## EXERCISE REQUIREMENTS
Could you print each of the records below exactly?

=== Begin Enclosure ===

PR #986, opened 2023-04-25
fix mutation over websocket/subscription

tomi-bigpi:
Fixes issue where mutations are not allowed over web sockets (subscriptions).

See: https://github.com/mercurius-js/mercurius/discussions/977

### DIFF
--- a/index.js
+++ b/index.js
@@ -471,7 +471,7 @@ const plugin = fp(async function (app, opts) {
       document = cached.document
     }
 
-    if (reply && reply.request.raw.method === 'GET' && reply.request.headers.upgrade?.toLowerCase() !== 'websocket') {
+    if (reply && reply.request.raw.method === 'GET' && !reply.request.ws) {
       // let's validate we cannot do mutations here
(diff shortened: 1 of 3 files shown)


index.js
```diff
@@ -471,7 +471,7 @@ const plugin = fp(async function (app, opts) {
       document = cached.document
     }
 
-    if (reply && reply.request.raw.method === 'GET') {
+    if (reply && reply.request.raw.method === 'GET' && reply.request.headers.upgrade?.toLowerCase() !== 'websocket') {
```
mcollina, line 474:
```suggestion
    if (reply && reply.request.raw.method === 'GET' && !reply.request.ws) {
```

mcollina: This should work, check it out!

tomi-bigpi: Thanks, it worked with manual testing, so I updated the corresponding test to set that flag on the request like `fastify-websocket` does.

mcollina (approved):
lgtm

=== End Enclosure ===

## ANSWER BOX
PR #986, opened 2023-04-25
fix mutation over websocket/subscription

tomi-bigpi:
Fixes issue where mutations are not allowed over web sockets (subscriptions).

See: https://github.com/mercurius-js/mercurius/discussions/977

### DIFF
--- a/index.js
+++ b/index.js
@@ -471,7 +471,7 @@ const plugin = fp(async function (app, opts) {
       document = cached.document
     }
 
-    if (reply && reply.request.raw.method === 'GET' && reply.request.headers.upgrade?.toLowerCase() !== 'websocket') {
+    if (reply && reply.request.raw.method === 'GET' && !reply.request.ws) {
       // let's validate we cannot do mutations here
(diff shortened: 1 of 3 files shown)


index.js
```diff
@@ -471,7 +471,7 @@ const plugin = fp(async function (app, opts) {
       document = cached.document
     }
 
-    if (reply && reply.request.raw.method === 'GET') {
+    if (reply && reply.request.raw.method === 'GET' && reply.request.headers.upgrade?.toLowerCase() !== 'websocket') {
```
mcollina, line 474:
```suggestion
    if (reply && reply.request.raw.method === 'GET' && !reply.request.ws) {
```

mcollina: This should work, check it out!

tomi-bigpi: Thanks, it worked with manual testing, so I updated the corresponding test to set that flag on the request like `fastify-websocket` does.

mcollina (approved):
lgtm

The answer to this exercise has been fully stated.